**What you have to do:**
Across the records below, how many lines include the string "Before"? Respond with the number only.

*** Opening Records for the exercise ***

PR #5025, opened 2020-07-02
ENH: add writtenNodes prop to scripted writer

pieper:
A qSlicerFileWriter uses the writtenNodes QStringList variable
to indicate which nodes were written when the write method is
invoked.  Prior to this change, a qScriptedFileWriter had no
way to set this variable, so, for example, the Save Data
dialog would always report a failure when saving with a scripted
writer.

This change makes the method virtual in the super class so that
it can be made a wrapped property in the subclass.

This allows usage as in the example below.

class MarkupsFcsvFileWriter:
    def __init__(self, parent):
        self.parent = parent

    def description(self):
        return 'Markup points as fcsv'

    def fileType(self):
        return 'MarkupsFile'

    def canWriteObject(self, obj):
        return isinstance(obj, slicer.vtkMRMLMarkupsNode)

    def extensions(self, obj):
        return ['Fiducial csv (*.fcsv)']

    def write(self, properties):
        print("parent", self.parent)
        print("Write", properties)

        if (not "nodeID" in properties
                or not "fileName" in properties):
            logging.error("Bad properties passed to MarkupsFcsvFileWriter.write")
            return False
        markupNode = slicer.mrmlScene.GetNodeByID(properties["nodeID"])
        if not markupNode or not self.canWriteObject(markupNode):
            logging.error("Bad MarkupNode passed to MarkupsFcsvFileWriter.write")
            return False
        storageNode = slicer.vtkMRMLMarkupsFiducialStorageNode()
        slicer.mrmlScene.AddNode(storageNode)
        fileName = properties["fileName"]
        if fileName.endswith(".fcsv.fcsv"):
            fileName = fileName[:-5]
        properties["fileName"] = fileName
        storageNode.SetFileName(fileName)
        storageNode.SetURI(None)
        result = storageNode.WriteData(markupNode)
        if result:
            self.parent.writtenNodes = [markupNode.GetID()]
        return bool(result)

### DIFF
--- a/Base/QTCore/qSlicerScriptedFileWriter.h
+++ b/Base/QTCore/qSlicerScriptedFileWriter.h
@@ -37,6 +37,9 @@ class Q_SLICER_BASE_QTCORE_EXPORT qSlicerScriptedFileWriter
 {
   Q_OBJECT
 
+  /// This property allows the writer to report back what nodes it was able to write
+  Q_PROPERTY(QStringList writtenNodes READ writtenNodes WRITE setWrittenNodes)
+
 public:
   typedef qSlicerFileWriter Superclass;
   qSlicerScriptedFileWriter(QObject* parent = nullptr);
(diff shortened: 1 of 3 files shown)


Base/QTCore/qSlicerScriptedFileWriter.h
```diff
@@ -71,6 +74,19 @@ class Q_SLICER_BASE_QTCORE_EXPORT qSlicerScriptedFileWriter
...
   bool write(const qSlicerIO::IOProperties& properties) override;
 
+  /// Added so node writers can report back written nodes
+  /// \sa qSlicerFileWriter::writtenNodex()
+  void addWrittenNode(const QString& writtenNode);
+
+  /// Reimplemented to propagate to python methods
+  /// \sa qSlicerFileWriter::writtenNodes()
+  QStringList writtenNodes()const override {
+    return Superclass::writtenNodes();
```
lassoan, line 84: Did you do this because you had to expose the method on public interface and did not want to modify method visibility in the base class? If yes, then please add a comment that explains it.

pieper: Including this no-op override of `writtenNodes` is not required, but to me it makes this code more readable and self contained.  I'll add more comments.

pieper:
Thanks for the review @lassoan  👍

PR #5026, opened 2020-07-03
BUG: Fix name of node loaded from filename containing multiple dots

lassoan:
When loading filenames, such as segmentation.1.seg.nrrd, the loaded node was named "segmentation" by default (everything after the first "." character was ignored).

Fixes issue reported at https://discourse.slicer.org/t/cannot-rename-markupsfiducial-in-load-data-window/11994/7?u=lassoan


lassoan:
Thanks for the review!

PR #5027, opened 2020-07-03
BUG: Increase button margin for better visual appearance

lassoan:
Text on buttons almost touched the border (especially in button boxes), which did not look nice. This commit reverts button margin to the default value.

Before this change (current Slicer Preview Release):

image

With this proposed change:

image


jcfr:
> I'm not sure what the overall impact of that will be, but I think the more slicer style follows the Qt defaults the better looking everything will be.

Also worth noting that the original style was developed while being based on style used almost a decade ago.

All of these stylistic changes are very exciting

PR #5028, opened 2020-07-04
ENH: Take Python console colors from style

lassoan:
Requires merging of #4993 first! 

Python console colors were stored in application settings and so the same colors were used regardless of chosen style (dark or light Slicer).
Since setting up color scheme for the Python console takes quite an effort (manual selection of 7 colors) so probably very few people did it.

To make things simpler and make Python console match the current style, with this commit we remove customization option for console colors and use colors from the style's palette.

Partial fix for #4803.

Before this change (with default settings):

image

After this change, bright style:

image

After this change, dark style:

image

### DIFF
--- a/Base/QTApp/qSlicerMainWindow.cxx
+++ b/Base/QTApp/qSlicerMainWindow.cxx
@@ -494,6 +494,8 @@ void qSlicerMainWindowPrivate::setupUi(QMainWindow * mainWindow)
       this->PythonConsoleToggleViewAction = new QAction("", this->ViewMenu);
       this->PythonConsoleToggleViewAction->setCheckable(true);
       }
+    q->pythonConsole()->setScrollBarPolicy(Qt::ScrollBarAsNeeded);
+    this->updatePythonConsolePalette();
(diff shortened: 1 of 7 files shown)


lassoan:
@jcfr @pieper @cpinter @jamesobutler please have a look at the color scheme above. Do you think we can switch to using these colors (hardcoded in the styles, so users cannot change individual colors anymore)?

jcfr:
That makes sense to me. Thanks for working on this.

jamesobutler:
Yes, getting the colors from the palette used by the application is good. Thanks for doing this! I would only suggest removing the comments like ` //black` as the color is specific to the palette so therefore the comment would only make sense specific to the light theme.

Also the blue used for `import numpy as np` appears different in your image for light vs dark. Could you update your example images with the color you currently are specifying to use?

lassoan:
Ok, I'll make the comments more clear.

The screenshots correspond to the code that I get with including your pull request that refines the colors. So, your PR must be merged first (I'll update the description with this info).

lassoan:
It is now included in https://github.com/Slicer/Slicer/pull/4993, so closing this PR.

*** Closing Records for the exercise ***

**Answer to this problem:**
2